PR #117, opened 2022-08-12
Package kernel images in container images

lrishi:


nicholasberlin (approved):

docker/Dockerfile.imagepack
```diff
@@ -0,0 +1,6 @@
+FROM docker.io/ubuntu:latest
+COPY / /kernel-img-repository/
+
+LABEL org.opencontainers.image.source https://github.co/elastic/ebpf
```
mjwolf, line 4:
```suggestion
LABEL org.opencontainers.image.source https://github.com/elastic/ebpf
```

mjwolf (approved):
LGTM, other than one missing character 😀

docker/Dockerfile.imagepack
lrishi: 🙏🏽 Thanks

PR #123, opened 2022-08-18
Add Ubuntu kernels to multikernel testing

lrishi:


Makefile
```diff
@@ -135,22 +136,30 @@ endif
 # Update kernel images from gcs
 update-kims:
 	@mkdir -p LargeFiles
-	gsutil -m rsync -r gs://ebpf-ci-kernel-images LargeFiles
+	gsutil -m rsync -d -r gs://ebpf-ci-kernel-images LargeFiles
+
+# Build Containerized Kernel Image Pack(s)
+build-kips:
+	for dir in $(shell ls ./LargeFiles); do \
+	${CONTAINER_ENGINE} build -t ${IMAGEPACK_REPOSITORY}:$${dir}-${CURRENT_DATE_TAG} -f docker/Dockerfile.imagepack --build-arg IMGPACK_FILTER=$${dir} ./LargeFiles/$${dir}; \
```
nicholasberlin, line 144: I notice that `--no-cache` has been removed. 🤷

Makefile
```diff
@@ -135,22 +136,30 @@ endif
...
+	done
 
-# Build Containerized Kernel Image Pack
-build-kip:
-	${CONTAINER_ENGINE} build --no-cache -t ${IMAGEPACK_REPOSITORY}:${CURRENT_DATE_TAG} -f docker/Dockerfile.imagepack ./LargeFiles
+publish-kips:
+	@make build-kips CURRENT_DATE_TAG=${CURRENT_DATE_TAG}
```
nicholasberlin, line 148: could `publish-kips` depend on `build-kips`, like on line 162?

nicholasberlin: if we don't end up changing this, I've seen [guidance](https://stackoverflow.com/questions/53592761/understand-the-basic-concept-of-a-makefile) that `@make` should be `@${MAKE}` to ensure the same `make` is executed (perhaps it doesn't matter in our scenario)

rhysre (changes requested):
Some of these tests are actually failing (e.g. see the terminal output for `linux-image-rt-x86_64_5.16.12-1kali1.txt`). But they're all showing up as `PASS` in the summary.txt files and `run_tests.sh` is exiting with 0 in all cases. Investigating that now, but posting here just so this isn't merged before I finish taking a look.

rhysre:
Oh, pretty sure this is it:

```diff
vagrant@ubuntu-jammy:~/endpoint-dev/Kernel/Ebpf/testing$ git diff
diff --git a/testing/run_tests.sh b/testing/run_tests.sh
index 1753214..e2d1992 100755
--- a/testing/run_tests.sh
+++ b/testing/run_tests.sh
@@ -42,7 +42,7 @@ run_tests() {
     echo "BPF-check run for $# $arch kernel(s) at $(date)" > $SUMMARY_FILE
     for f in $RESULTS_DIR/*; do
         local kern=$(basename $f .txt)
-        grep "$SUMMARY_STRING" $f \
+        grep "$SUCCESS_STRING" $f \
             && echo "[PASS] $kern" >> $SUMMARY_FILE \
             || echo "[FAIL] $kern" >> $SUMMARY_FILE
     done
```

We've been grepping for the wrong string in the terminal output. `$SUMMARY_STRING` doesn't exist.

lrishi:
> Oh, pretty sure this is it:
> 
> ```diff
> vagrant@ubuntu-jammy:~/endpoint-dev/Kernel/Ebpf/testing$ git diff
> diff --git a/testing/run_tests.sh b/testing/run_tests.sh
> index 1753214..e2d1992 100755
> --- a/testing/run_tests.sh
> +++ b/testing/run_tests.sh
> @@ -42,7 +42,7 @@ run_tests() {
>      echo "BPF-check run for $# $arch kernel(s) at $(date)" > $SUMMARY_FILE
>      for f in $RESULTS_DIR/*; do
>          local kern=$(basename $f .txt)
> -        grep "$SUMMARY_STRING" $f \
> +        grep "$SUCCESS_STRING" $f \
>              && echo "[PASS] $kern" >> $SUMMARY_FILE \
>              || echo "[FAIL] $kern" >> $SUMMARY_FILE
>      done
> ```
> 
> We've been grepping for the wrong string in the terminal output. `$SUMMARY_STRING` doesn't exist.

Whoa, thats quite a miss. Any reason why this PR should be blocked for this?

Makefile
lrishi: Yup, on purpose

Makefile
lrishi: Fixing.

nicholasberlin (approved):

PR #127, opened 2022-08-23
Add error-check for BTF load call

rhysre:
Our call to btf__load_vmlinux_btf was not being error checked with
libbpf_error(...) and returning a bad pointer on systems with no BTF,
which was then used, and caused a segfault.

Also add libEbpfEvents-level logging function that logs to stderr
if verbose libbpf logging is turned on. This will make stuff like this
much easier to catch in CI.


stanek-michal:
There's an `ebpf_log` function in Common.c already, it could clash

nicholasberlin (approved):
Assuming the potential naming collision is resolved, LGTM

rhysre:
Rebased and fixed naming issue.

stanek-michal (approved):

PR #128, opened 2022-08-23
EventProbe: use redirected_tty_write BTF info instead of tty_write

mmat11:
Use a different function to obtain signature indexes as `tty_write` BTF info are missing on ARM systems. Read more: https://github.com/elastic/ebpf/pull/116#issue-1327583872

Co-Authored-By: Rhys Rustad-Elliott <rhys.rustad-elliott@elastic.co>

### DIFF
--- a/non-GPL/Events/Lib/EbpfEvents.c
+++ b/non-GPL/Events/Lib/EbpfEvents.c
@@ -196,8 +196,8 @@ static int probe_fill_relos(struct btf *btf, struct EventProbe_bpf *obj)
 
     /* From https://github.com/elastic/ebpf/pull/116#issue-1327583872
      *
-     * tty_write BTF info is not available on ARM systems with default
-     * config.
+     * tty_write BTF info is not available on ARM64 kernels built
+     * with pahole < 1.22 due to a bug in pahole.
      * Use redirected_tty_write BTF info as function signature check
      * since it changes in the exact same version as tty_write (5.10.10-5.10.11)
      * and has the same parameters/indexes we need.
@@ -239,7 +239,9 @@ static inline int probe_set_autoload(struct btf *btf, struct EventProbe_bpf *obj
         err = err ?: bpf_program__set_autoload(obj->progs.fexit__tcp_v6_connect, false);
     }
 
-    // tty_write is not present in all supported kernels' BTF info (eg. amazonlinux2 x86_64)
+    // tty_write BTF information is not available on all supported kernels
+    // due to a pahole bug.
+    // If it is not present we can't attach a fentry/ program to it, so fallback to a kprobe.
     if (has_bpf_tramp && BTF_FUNC_EXISTS(btf, tty_write)) {
         err = err ?: bpf_program__set_autoload(obj->progs.kprobe__tty_write, false);
     } else {
--- a/non-GPL/Events/Lib/EbpfEvents.c
+++ b/non-GPL/Events/Lib/EbpfEvents.c
@@ -239,6 +239,13 @@ static inline int probe_set_autoload(struct btf *btf, struct EventProbe_bpf *obj
         err = err ?: bpf_program__set_autoload(obj->progs.fexit__tcp_v6_connect, false);
     }
 
+    // tty_write is not present in all supported kernels' BTF info (eg. amazonlinux2 x86_64)
+    if (has_bpf_tramp && BTF_FUNC_EXISTS(btf, tty_write)) {
+        err = err ?: bpf_program__set_autoload(obj->progs.kprobe__tty_write, false);
+    } else {
+        err = err ?: bpf_program__set_autoload(obj->progs.fentry__tty_write, false);
+    }
+
     // bpf trampolines are only implemented for x86. disable auto-loading of all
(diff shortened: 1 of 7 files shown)


rhysre:
Hmmm, mainline/5.19 is failing for arm64 and x86. You can ignore all failures except mainline (I'm working on those). But mainline was passing before and should keep passing.

I'm seeing the following:
```
[            ] stdout: Failed to unmarshal the following JSON: "": unexpected end of JSON input
```

Seems the testrunner is unable to unmarshal something that `EventsTrace` outputs. Digging into this further right now.

mmat11:
> Hmmm, mainline/5.19 is failing for arm64 and x86. You can ignore all failures except mainline (I'm working on those). But mainline was passing before and should keep passing.
> 
> I'm seeing the following:
> 
> ```
> [            ] stdout: Failed to unmarshal the following JSON: "": unexpected end of JSON input
> ```
> 
> Seems the testrunner is unable to unmarshal something that `EventsTrace` outputs. Digging into this further right now.

missed that, will have a look later (probably something changed in tests, I am pretty sure it used to work)

nicholasberlin (approved):

non-GPL/Events/Lib/EbpfEvents.c
```diff
@@ -233,6 +239,13 @@ static inline int probe_set_autoload(struct btf *btf, struct EventProbe_bpf *obj
         err = err ?: bpf_program__set_autoload(obj->progs.fexit__tcp_v6_connect, false);
     }
 
+    // tty_write is not present in all supported kernels' BTF info (eg. amazonlinux2 x86_64)
```
rhysre, line 242: Why is this needed? It's true that `tty_write` isn't present in all supported kernel's BTF info, but that should simply be fixed by using `redirected_tty_write` as an analog. AFAICS we should never have to not load the probe.

rhysre:
@mmat11 Figured out why this is failing on mainline/5.19.

Our "5.19" kernel is actually 6.0-rc1 (check the first line logged to the serial console):

```
Booting from ROM..ESCcESC[?7lESC[2J[    0.000000] Linux version 6.0.0-rc1 (root@lrishi-el) (x86_64-linux-gnu-gcc (Debian 10.2.1-6) 10.2.1 20210110, GNU ld (GNU Binutils for Debian) 2.35.2) #1 SMP PREEMPT_DYNAMIC Tue Aug 16 12:02:02 UTC 2022
```

6.0-rc1 added this commit: https://github.com/torvalds/linux/commit/fcb14cb1bdacec5b4374fe161e83fb8208164a85

`ii->iter_type` is 6 in the invocation of the `tty_write` probe on 6.0-rc1 (i.e. `ITER_UBUF`), so we need to be reading from `ii->ubuf` instead of `ii->iov->iov_base`.

TBH though an RC kernel should not be in our testing set, and this problem is unrelated to this PR, so I'd say we can fix that in a new PR.

rhysre:
Spoke to @lrishi, we've removed the RC kernel and I've pushed a commit to use the new imagepack above.

non-GPL/Events/Lib/EbpfEvents.c
mmat11: we still want to hook `tty_write`, right? this block of code just loads a kprobe instead of the `tracing` counterpart when BTF info are missing

mmat11:
> Our "5.19" kernel is actually 6.0-rc1 (check the first line logged to the serial console):

oh.. thanks for looking into it

non-GPL/Events/Lib/EbpfEvents.c
```diff
@@ -194,15 +194,21 @@ static int probe_fill_relos(struct btf *btf, struct EventProbe_bpf *obj)
...
     err = err ?: FILL_FUNC_RET_IDX(obj, btf, vfs_rename);
 
-    // TODO: Re-enable tty_write probe when BTF issues are fixed
-#if 0
-    if (FILL_FUNC_ARG_EXISTS(obj, btf, tty_write, from)) {
-        err = err ?: FILL_FUNC_ARG_IDX(obj, btf, tty_write, buf);
-        err = err ?: FILL_FUNC_ARG_IDX(obj, btf, tty_write, count);
+    /* From https://github.com/elastic/ebpf/pull/116#issue-1327583872
+     *
+     * tty_write BTF info is not available on ARM systems with default
```
rhysre, line 199: This isn't _quite_ right, it's not the default ARM64 config, it's when a (relocatable) ARM kernel is built with pahole < 1.22. Can you update this to say "tty_write BTF info is not available on ARM64 kernels built with pahole < 1.22 due to a bug in pahole".

non-GPL/Events/Lib/EbpfEvents.c
rhysre: Ok, I was a tad confused earlier. This code looks good to me. Can you clarify the comment though. I'd switch it to:

 "tty_write BTF information is not available on all supported kernels due to a pahole bug. If it is not present we can't attach a fentry/ program to it, so fallback to a kprobe"

rhysre (approved):
Two comment changes for clarity please, otherwise LGTM. 

Thanks for getting this done Mattia! 🚀

PR #130, opened 2022-08-25
Skeleton headers for host isolation

stanek-michal:
Changes required to use skeleton headers for host isolation.
It is still possible to use `*bpf.o` files and the Host Isolation demos continue to use those.

### DIFF
--- a/non-GPL/Events/EventsTrace/EventsTrace.c
+++ b/non-GPL/Events/EventsTrace/EventsTrace.c
@@ -666,7 +666,7 @@ int main(int argc, char **argv)
     if (g_features_autodetect)
         ebpf_detect_system_features(&opts.features);
 
-    err = ebpf_event_ctx__new(&ctx, event_ctx_callback, opts, 0);
+    err = ebpf_event_ctx__new(&ctx, event_ctx_callback, opts, /* dry_run= */ false);
 
     if (err < 0) {
         fprintf(stderr, "Could not create event context: %d %s\n", err, strerror(-err));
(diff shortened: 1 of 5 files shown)


non-GPL/Events/Lib/EbpfEvents.c
```diff
@@ -405,7 +405,8 @@ int ebpf_set_verbose_logging()
 
 int ebpf_event_ctx__new(struct ebpf_event_ctx **ctx,
                         ebpf_event_handler_fn cb,
-                        struct ebpf_event_ctx_opts opts)
+                        struct ebpf_event_ctx_opts opts,
+                        bool dry_run)
```
stanek-michal, line 409: This addition doesn't really change functionality but I wanted to make this option more explicit in the code to prevent bugs or relying on a certain behavior in the function. We did in fact had bugs like this in this function before. The Host Isolation version of this also has a dryRun parameter.

non-GPL/Events/EventsTrace/EventsTrace.c
```diff
@@ -666,7 +666,7 @@ int main(int argc, char **argv)
     if (g_features_autodetect)
         ebpf_detect_system_features(&opts.features);
 
-    err = ebpf_event_ctx__new(&ctx, event_ctx_callback, opts);
+    err = ebpf_event_ctx__new(&ctx, event_ctx_callback, opts, 0);
```
lrishi, line 669:
```suggestion
    err = ebpf_event_ctx__new(&ctx, event_ctx_callback, opts, /* dry_run= */ false);
```

Trinity2019 (approved):

rhysre (approved):

stanek-michal:
abandoning for https://github.com/elastic/ebpf/pull/233

PR #131, opened 2022-08-25
Remove kali 5.10.0 kernels from test kernels

rhysre:
Remove kali 5.10.0 kernels. The version string for this _happened_ to
contain the string "5.10.12" (as the GNU ld used to build this kernel
was built on 5.10.12) but was actually kernel 5.10.0 (which we don't
support).


lrishi (approved):
Remove asdf before merging. Thanks for the hard work on this Rhys!! 🥇

mattnite (approved):

PR #135, opened 2022-08-29
Add more mainline kernels

rhysre:
This makes the mainline kernel image test set more comprehensive. It
includes a number of kernels from the 5.10 and 5.15 LTS series instead
of just doing 5.x.0 across the board. It also adds 5.19.

The oldest kernel we can currently support is 5.10.16. On 5.10.10 (which
is the oldest we declare we can support, there is a verifier bug that
causes the probes to not load (see kernel commit
ee114dd64c0071500345439fc79dd5e0f9d106ed, went into linux 5.11 and was
added to 5.10.16 in the 5.10 LTS series). We could theoretically hack
around this bug but it's likely best value for time to just bump our
minimum declared supported version to 5.10.16.


lrishi (approved):
lgtm 👍🏽

mmat11 (approved):

PR #138, opened 2022-09-01
Run host isolation tests in GitHub Actions

rhysre:
Completely break free of Jenkins by running host isolation tests in
GitHub actions. The existing jenkins setup was broken anyways and slated
to be moved to the multikernel tester.

As a bonus of moving the host isolation tests to the new test framework,
they're now running on far more kernels than before.


testing/testrunner/utils.go
```diff
@@ -251,7 +251,13 @@ func IsOverlayFsSupported() bool {
 	return false
 }
 
-func RunTest(f func(*EventsTraceInstance), args ...string) {
+func RunTest(f func()) {
+	testFuncName := runtime.FuncForPC(reflect.ValueOf(f).Pointer()).Name()
```
mmat11, line 255: what about passing a name to `RunTest()`/`RunEventsTest()`?

Trinity2019 (approved):

mattnite (approved):
lgtm

testing/run_tests.sh
```diff
@@ -100,7 +100,7 @@ main() {
         && exit_usage
 
     local initramfs="initramfs-${arch}.cpio"
-    ./scripts/gen_initramfs.sh $arch $eventstrace $initramfs \
```
Tacklebox, line 103: If the artifacts path has a space or glob character like `[$?` etc this will have an issue. It probably should have been quoted before too. It's in a few places.
`s/$artifacts/"$artifacts"/`

testing/testrunner/utils.go
```diff
@@ -131,7 +131,7 @@ func runTestBin(binName string) []byte {
 
 	output, err := cmd.Output()
 	if err != nil {
-		fmt.Println(string(err.(*exec.ExitError).Stderr))
```
Tacklebox, line 134: Does the format of the error include stderr? Maybe we should print both?

Tacklebox (commented):
Looks good.
One nitpick that wont affect Github actions and a question.

testing/run_tests.sh
rhysre: Thanks, fixed.

testing/testrunner/utils.go
rhysre: Yeah printing the error results in  the standard error (or a subset of it if long) being printed, see here: https://pkg.go.dev/os/exec#ExitError. I've updated the printing to be a bit more verbose about this.

mattnite (approved):

lrishi (approved):
lgtm

PR #141, opened 2022-09-07
Prefer add_custom_command to add_custom_target

nicholasberlin:
Not sure why but `add_custom_target` always rebuilds non-GPL/Events/Lib/CMakeFiles/EbpfEvents.dir/EbpfEvents.c.o

Using a combo of `add_custom_command` and `add_custom_target` prevents the object file from being rebuilt when not necessary.

### DIFF
--- a/cmake/modules/BPF.cmake
+++ b/cmake/modules/BPF.cmake
@@ -78,12 +78,14 @@ function (ebpf_probe_target target)
 
     set(EBPF_PROBE_DEPFILE ${CMAKE_CURRENT_BINARY_DIR}/${target}.bpf.d)
 
-    add_custom_target(${target}_Probe
+    add_custom_command(
+        OUTPUT ${OUT_FILE} ${SKEL_FILE}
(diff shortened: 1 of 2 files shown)


rhysre (approved):

cmake/modules/BPF.cmake
```diff
@@ -78,13 +78,15 @@ function (ebpf_probe_target target)
...
-    add_custom_target(${target}_Probe
+    add_custom_command(
+        OUTPUT ${OUT_FILE} ${SKEL_FILE}
         COMMAND ${EBPF_EXTERNAL_ENV_FLAGS} ${BPF_COMPILER} ${BPF_COMPILER_FLAGS} -MD -MF ${EBPF_PROBE_DEPFILE} ${EBPF_PROBE_FLAGS} -c ${EBPF_PROBE_SOURCES} -o ${OUT_FILE}
         COMMAND ${STRIP_CMD}
         COMMAND ${SKELETON_CMD}
-        BYPRODUCTS ${OUT_FILE} ${SKEL_FILE}
     )
 
+    add_custom_target(${target}_Probe DEPENDS ${OUT_FILE} ${SKEL_FILE})
```
lrishi, line 88: This actually seems to break the dependency? How does <>_Probe know when to build OUT_FILE and SKEL_FILE?

lrishi: Might start causing issues in parallel builds :S

lrishi: oh I see, using OUTPUT. Makes sense. lgtm! thanks!

lrishi (approved):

## How to complete this task
Search the entries for "Hmmm" and show every line that has it.

## Solution to the problem
Hmmm, mainline/5.19 is failing for arm64 and x86. You can ignore all failures except mainline (I'm working on those). But mainline was passing before and should keep passing.
> Hmmm, mainline/5.19 is failing for arm64 and x86. You can ignore all failures except mainline (I'm working on those). But mainline was passing before and should keep passing.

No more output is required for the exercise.